(Collected data entries)
——

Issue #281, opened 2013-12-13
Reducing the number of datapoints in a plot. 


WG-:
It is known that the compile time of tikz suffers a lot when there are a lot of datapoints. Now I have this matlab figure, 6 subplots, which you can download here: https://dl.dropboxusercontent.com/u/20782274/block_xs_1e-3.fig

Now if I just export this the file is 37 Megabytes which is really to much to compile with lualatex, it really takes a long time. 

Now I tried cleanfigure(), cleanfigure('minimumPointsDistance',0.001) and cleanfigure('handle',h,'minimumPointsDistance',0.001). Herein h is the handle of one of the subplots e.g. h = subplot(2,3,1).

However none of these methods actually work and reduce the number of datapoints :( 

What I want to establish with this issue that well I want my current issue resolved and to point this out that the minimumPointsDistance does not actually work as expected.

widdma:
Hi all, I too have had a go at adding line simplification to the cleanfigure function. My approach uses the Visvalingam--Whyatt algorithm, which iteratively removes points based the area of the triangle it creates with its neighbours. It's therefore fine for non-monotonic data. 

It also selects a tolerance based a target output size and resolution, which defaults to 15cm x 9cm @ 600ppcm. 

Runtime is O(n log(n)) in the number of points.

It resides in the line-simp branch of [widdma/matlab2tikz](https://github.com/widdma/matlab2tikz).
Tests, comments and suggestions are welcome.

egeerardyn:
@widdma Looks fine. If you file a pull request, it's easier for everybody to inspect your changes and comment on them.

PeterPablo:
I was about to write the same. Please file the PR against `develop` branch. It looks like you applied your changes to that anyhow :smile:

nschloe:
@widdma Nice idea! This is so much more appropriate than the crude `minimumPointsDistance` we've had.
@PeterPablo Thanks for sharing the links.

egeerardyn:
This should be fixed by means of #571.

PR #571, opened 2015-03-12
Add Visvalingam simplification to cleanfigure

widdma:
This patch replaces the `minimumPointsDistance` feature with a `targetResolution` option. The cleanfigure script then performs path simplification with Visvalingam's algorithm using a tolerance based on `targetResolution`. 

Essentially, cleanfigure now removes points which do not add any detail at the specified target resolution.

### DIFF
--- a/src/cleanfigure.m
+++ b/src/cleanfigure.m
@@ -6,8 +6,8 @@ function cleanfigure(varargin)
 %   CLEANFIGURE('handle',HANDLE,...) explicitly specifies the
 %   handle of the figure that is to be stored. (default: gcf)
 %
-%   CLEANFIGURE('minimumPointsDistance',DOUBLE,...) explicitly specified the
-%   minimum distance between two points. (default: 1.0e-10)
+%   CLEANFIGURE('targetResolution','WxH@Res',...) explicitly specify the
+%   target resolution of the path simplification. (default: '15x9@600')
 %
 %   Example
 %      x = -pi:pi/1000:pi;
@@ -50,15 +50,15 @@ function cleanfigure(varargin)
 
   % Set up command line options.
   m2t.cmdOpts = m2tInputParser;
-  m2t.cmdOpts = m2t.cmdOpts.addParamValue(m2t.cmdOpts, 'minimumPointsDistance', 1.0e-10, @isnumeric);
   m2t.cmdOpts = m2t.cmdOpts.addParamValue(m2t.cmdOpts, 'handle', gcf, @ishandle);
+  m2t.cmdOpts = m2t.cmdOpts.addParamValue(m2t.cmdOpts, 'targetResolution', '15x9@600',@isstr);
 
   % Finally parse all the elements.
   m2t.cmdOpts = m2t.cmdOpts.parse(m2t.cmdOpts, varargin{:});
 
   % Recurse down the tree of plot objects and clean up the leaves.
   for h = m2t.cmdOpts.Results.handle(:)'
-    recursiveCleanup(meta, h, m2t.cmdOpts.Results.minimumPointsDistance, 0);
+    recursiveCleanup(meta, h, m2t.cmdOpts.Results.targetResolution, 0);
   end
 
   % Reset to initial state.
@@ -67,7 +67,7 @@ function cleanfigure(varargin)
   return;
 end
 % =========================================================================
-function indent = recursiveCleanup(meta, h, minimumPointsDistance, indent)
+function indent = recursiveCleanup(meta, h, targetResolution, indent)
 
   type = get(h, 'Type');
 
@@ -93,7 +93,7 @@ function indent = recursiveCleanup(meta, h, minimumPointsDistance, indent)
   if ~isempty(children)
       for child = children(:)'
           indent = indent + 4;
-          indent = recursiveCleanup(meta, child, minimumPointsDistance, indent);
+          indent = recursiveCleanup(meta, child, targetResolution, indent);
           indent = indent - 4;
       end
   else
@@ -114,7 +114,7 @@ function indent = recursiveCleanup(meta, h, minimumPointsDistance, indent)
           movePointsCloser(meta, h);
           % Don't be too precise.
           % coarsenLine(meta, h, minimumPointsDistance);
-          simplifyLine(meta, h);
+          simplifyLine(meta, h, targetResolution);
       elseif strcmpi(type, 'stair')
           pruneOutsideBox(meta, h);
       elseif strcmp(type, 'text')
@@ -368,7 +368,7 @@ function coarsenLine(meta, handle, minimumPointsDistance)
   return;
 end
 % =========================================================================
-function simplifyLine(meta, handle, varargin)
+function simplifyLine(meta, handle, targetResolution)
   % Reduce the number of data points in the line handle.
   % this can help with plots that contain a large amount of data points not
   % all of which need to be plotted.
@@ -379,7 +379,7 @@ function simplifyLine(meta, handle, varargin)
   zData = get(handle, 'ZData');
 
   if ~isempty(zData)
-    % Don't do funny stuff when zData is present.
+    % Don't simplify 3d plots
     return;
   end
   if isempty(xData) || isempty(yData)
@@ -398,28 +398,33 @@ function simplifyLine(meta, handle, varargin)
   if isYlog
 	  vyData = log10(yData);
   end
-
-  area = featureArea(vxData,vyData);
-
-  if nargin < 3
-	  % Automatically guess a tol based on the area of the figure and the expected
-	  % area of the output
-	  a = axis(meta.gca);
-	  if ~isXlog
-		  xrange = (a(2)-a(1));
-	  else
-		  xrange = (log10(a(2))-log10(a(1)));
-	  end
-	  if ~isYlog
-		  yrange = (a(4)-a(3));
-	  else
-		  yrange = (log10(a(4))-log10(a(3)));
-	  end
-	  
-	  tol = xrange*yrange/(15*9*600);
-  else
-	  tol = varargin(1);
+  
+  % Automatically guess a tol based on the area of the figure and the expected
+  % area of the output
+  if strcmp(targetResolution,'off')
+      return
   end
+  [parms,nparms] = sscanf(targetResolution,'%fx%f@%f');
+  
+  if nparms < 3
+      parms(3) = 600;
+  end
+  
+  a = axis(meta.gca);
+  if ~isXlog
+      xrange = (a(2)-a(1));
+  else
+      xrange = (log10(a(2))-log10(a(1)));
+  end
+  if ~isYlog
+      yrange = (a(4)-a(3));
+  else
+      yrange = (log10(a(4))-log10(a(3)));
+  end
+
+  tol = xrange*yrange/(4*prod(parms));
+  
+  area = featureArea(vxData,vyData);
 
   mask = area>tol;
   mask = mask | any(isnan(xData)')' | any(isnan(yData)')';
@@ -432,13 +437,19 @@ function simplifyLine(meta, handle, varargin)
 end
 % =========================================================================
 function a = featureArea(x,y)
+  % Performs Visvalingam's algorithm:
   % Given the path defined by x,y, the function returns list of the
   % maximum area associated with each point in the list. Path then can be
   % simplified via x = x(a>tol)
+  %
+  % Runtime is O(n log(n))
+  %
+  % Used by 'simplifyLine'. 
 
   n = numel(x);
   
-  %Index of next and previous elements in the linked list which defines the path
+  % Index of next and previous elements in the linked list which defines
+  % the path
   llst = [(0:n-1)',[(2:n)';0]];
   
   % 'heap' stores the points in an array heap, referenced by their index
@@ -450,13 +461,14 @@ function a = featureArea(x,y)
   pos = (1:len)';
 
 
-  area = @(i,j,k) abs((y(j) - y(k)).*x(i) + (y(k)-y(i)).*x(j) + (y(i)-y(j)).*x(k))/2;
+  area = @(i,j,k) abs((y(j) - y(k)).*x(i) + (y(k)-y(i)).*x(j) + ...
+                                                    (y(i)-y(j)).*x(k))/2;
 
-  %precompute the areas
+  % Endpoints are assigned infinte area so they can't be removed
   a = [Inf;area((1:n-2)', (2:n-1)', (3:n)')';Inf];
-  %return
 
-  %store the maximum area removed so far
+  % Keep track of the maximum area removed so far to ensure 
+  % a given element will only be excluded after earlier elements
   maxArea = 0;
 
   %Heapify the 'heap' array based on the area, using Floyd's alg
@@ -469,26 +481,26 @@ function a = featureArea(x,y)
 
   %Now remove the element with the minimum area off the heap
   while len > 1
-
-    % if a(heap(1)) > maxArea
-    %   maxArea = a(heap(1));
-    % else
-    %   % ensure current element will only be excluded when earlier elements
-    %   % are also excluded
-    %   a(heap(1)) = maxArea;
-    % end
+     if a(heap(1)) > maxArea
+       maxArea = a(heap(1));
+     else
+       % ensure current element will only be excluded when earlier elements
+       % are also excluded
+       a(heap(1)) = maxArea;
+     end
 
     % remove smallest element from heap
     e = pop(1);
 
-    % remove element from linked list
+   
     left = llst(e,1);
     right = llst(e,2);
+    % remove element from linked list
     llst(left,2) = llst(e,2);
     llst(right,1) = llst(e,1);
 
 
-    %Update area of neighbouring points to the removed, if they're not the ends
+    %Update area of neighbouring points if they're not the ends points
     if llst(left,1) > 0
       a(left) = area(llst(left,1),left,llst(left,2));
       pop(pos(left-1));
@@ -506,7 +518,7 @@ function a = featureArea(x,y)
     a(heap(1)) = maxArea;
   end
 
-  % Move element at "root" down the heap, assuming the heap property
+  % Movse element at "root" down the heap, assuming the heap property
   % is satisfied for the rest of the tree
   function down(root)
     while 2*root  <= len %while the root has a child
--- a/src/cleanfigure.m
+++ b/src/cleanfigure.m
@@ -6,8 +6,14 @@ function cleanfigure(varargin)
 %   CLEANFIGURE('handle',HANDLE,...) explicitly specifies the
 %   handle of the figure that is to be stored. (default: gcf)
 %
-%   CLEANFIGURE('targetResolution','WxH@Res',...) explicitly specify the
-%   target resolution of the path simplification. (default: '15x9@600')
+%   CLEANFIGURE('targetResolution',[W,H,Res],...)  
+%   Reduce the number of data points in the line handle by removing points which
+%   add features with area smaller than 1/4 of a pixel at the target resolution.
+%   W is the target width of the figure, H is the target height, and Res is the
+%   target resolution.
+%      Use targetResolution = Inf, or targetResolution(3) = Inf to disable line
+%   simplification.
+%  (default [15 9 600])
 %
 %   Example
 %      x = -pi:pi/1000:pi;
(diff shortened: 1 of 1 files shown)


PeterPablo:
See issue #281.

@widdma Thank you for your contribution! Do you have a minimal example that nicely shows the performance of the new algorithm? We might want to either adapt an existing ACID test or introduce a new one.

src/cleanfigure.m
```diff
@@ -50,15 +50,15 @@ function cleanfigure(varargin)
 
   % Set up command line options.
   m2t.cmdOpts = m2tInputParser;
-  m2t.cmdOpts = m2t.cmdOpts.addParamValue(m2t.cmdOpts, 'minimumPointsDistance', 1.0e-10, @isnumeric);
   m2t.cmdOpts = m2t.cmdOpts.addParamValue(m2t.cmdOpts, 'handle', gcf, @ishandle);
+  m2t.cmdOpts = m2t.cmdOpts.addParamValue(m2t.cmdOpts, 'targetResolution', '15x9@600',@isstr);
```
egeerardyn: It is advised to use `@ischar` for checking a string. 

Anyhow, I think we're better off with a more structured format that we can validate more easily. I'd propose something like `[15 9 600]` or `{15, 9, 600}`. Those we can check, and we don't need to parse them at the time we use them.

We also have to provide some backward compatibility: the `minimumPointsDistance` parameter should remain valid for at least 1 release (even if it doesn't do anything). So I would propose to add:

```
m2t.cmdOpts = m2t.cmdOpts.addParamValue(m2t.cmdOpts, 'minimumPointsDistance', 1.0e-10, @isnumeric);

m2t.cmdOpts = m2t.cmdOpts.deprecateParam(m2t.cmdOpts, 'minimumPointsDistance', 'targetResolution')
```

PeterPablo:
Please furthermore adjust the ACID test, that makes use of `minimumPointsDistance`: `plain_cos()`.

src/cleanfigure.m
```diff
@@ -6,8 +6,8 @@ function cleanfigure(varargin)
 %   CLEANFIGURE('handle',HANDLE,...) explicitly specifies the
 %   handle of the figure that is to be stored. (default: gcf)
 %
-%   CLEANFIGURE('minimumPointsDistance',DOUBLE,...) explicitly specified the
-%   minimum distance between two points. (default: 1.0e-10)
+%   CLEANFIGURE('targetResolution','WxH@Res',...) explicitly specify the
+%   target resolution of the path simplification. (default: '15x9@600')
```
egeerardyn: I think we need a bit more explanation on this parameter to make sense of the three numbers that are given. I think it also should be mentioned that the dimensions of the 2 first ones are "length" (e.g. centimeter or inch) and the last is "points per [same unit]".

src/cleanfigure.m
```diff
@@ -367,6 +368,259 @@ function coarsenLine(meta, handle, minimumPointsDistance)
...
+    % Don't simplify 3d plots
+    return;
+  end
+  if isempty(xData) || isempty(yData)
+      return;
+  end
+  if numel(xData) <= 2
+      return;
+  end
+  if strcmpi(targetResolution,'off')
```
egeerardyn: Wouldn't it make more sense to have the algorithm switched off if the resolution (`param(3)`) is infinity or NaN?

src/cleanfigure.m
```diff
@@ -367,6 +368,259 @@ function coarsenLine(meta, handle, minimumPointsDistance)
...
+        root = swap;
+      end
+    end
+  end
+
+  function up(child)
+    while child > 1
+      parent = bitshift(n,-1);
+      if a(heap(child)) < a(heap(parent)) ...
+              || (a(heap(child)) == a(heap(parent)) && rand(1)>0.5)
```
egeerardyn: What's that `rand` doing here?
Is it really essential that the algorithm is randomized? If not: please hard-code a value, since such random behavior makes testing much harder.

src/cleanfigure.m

——

ASSIGNED TASK: Across the entries above, find each line with the word "What" and please copy it out.

SOLUTION TO THE EXERCISE:
What I want to establish with this issue that well I want my current issue resolved and to point this out that the minimumPointsDistance does not actually work as expected.
egeerardyn: What's that `rand` doing here?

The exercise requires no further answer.